The task is episodic, and in order to solve the environment, your agents must get an average score of +0.5 (over 100 consecutive episodes, after taking the maximum over both agents). Specifically,

After each episode, we add up the rewards that each agent received (without discounting), to get a score for each agent. This yields 2 (potentially different) scores. We then take the maximum of these 2 scores.
This yields a single score for each episode.
The environment is considered solved, when the average (over 100 episodes) of those scores is at least +0.5.


## Learning Algorithm:

The agent is based on Multi Agent DDPG algorithm. A 'Critic' Neural Network model is used to approximate the state-value function. It trained based on data collected from both players. The two players uses the same 'Actor' Neural Network to generate their own control policy based on the local observation. 

### The network:
#### Actor
Inputs: system states (total of 24 states)
Outputs: value for each action (total of 2 actions)
Hidden Layer 1: fully connected 96 neurons, Relu activation function
Hidden Layer 2: fully connected 96 neurons, Relu activation function

#### Critic
Inputs: system states (total of 24 states)
Outputs: state-function value
Hidden Layer 1: fully connected 96 neurons, Relu activation function
Hidden Layer 2: fully connected 96 neurons, Relu activation function


### The DDPG algorithm
The Multi Agent DDPG utilizes epsilon-greedy method. The epsilon is selected as 1 at the beginning of the training process to allow more exploration. It delays at a rate of 1e-06 to shift the balance to exploitation as the agent gets better. 

Experience Replay method was applied to eliminate data correlation and improve training performance. The experience buffer is selected sufficiently large (1e6) to store enough experiences. The DDPG is updated with mini batch of 256 samples, randomly selected from the experience buffer. 

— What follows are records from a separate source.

PR #6439, opened 2022-03-26
Reworked city name generation

HaneulCheong:
- **Reworked city name generation**

### DIFF
--- a/core/src/com/unciv/logic/city/CityInfo.kt
+++ b/core/src/com/unciv/logic/city/CityInfo.kt
@@ -103,7 +103,9 @@ class CityInfo {
 
         name = generateNewCityName(
             civInfo.nation.cities,
-            civInfo.cities.map { cityInfo -> cityInfo.name },
+            civInfo.gameInfo.civilizations.flatMap { civilization ->
+                civilization.cities.map { city -> city.name }
+            },
             civInfo.hasUnique(UniqueType.BorrowsCityNames)
         )
 
@@ -187,7 +189,7 @@ class CityInfo {
      * predefined prefix to the list of names until an unused name is successfully generated.
      *
      * @param nationCityNames Every city name of the nation.
-     * @param usedCityNames Used city names of the nation.
+     * @param usedCityNames Every city name in use including foreign cities.
      * @param hasBorrowsCityNames Whether this nation borrows city names or not
      * ([UniqueType.BorrowsCityNames]).
      * @return A new city name in [String].
@@ -201,7 +203,7 @@ class CityInfo {
 
         // If all names are taken and this nation has the BorrowsCityNames unique,
         // return a random borrowed city name
-        if (hasBorrowsCityNames) return generateBorrowedCityName()
+        if (hasBorrowsCityNames) return generateBorrowedCityName(usedCityNames)
 
         /*
         If the nation doesn't have the unique above,
@@ -225,30 +227,32 @@ class CityInfo {
         }
     }
 
-    /** Generates and returns a city name borrowed from another nation. */
-    private fun generateBorrowedCityName(): String {
+    /**
+     * Generates and returns a city name borrowed from another nation.
+     *
+     * @param usedCityNames Every city name in use including foreign cities.
+     * @return A borrowed city name in [String].
+     */
+    private fun generateBorrowedCityName(usedCityNames: List<String>): String {
         // Attempt to return a random name from the pool of last unused city name for every *other*
         // nation in this game, skipping nations whose names are exhausted
-        val usedNames = civInfo.gameInfo.civilizations.flatMap { civilization ->
-            civilization.cities.map { city -> city.name }
-        }
         val otherNations = civInfo.gameInfo.civilizations.filter { nation ->
             nation.isMajorCiv() && nation != civInfo
         }
-        var unusedNames = otherNations.mapNotNull {
-            it.nation.cities.lastOrNull { city -> city !in usedNames }
+        var unusedCityNames = otherNations.mapNotNull {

Soft update technique is applied

### Summary of Hyperparameters

BUFFER_SIZE = int(1e6)  # replay buffer size

BUFFER_FILL = int(1e4) # How much of the buffer should be filled before learning

NUM_UPDATES_CACHE = 2 # How many times to update from cache buffer

BATCH_SIZE = 256        # minibatch size

GAMMA = 0.99            # discount factor

TAU = 1e-3              # for soft update of target parameters

LR_ACTOR = 1e-3         # learning rate of the actor

LR_CRITIC = 1e-3        # learning rate of the critic

WEIGHT_DECAY = 0        # L2 weight decay

UPDATE_EVERY = 20       # timesteps between updates

NUM_UPDATES = 15        # num of update passes when updating

EPSILON = 1.0           # epsilon for the noise process added to the actions

EPSILON_DECAY = 1e-6    # decay for epsilon above


### Plot of rewards:
The following figure shows the score (average of 100 episodes) evolution with training episodes. The average score went above 0.5 at 1956th episode:

![title](reward.png)


## Future improvement:
I am very satisfied with the current Multi Angent DDPG agent's performance. Further investigation will be focused on:

1. Visualize the agent in the Unity environment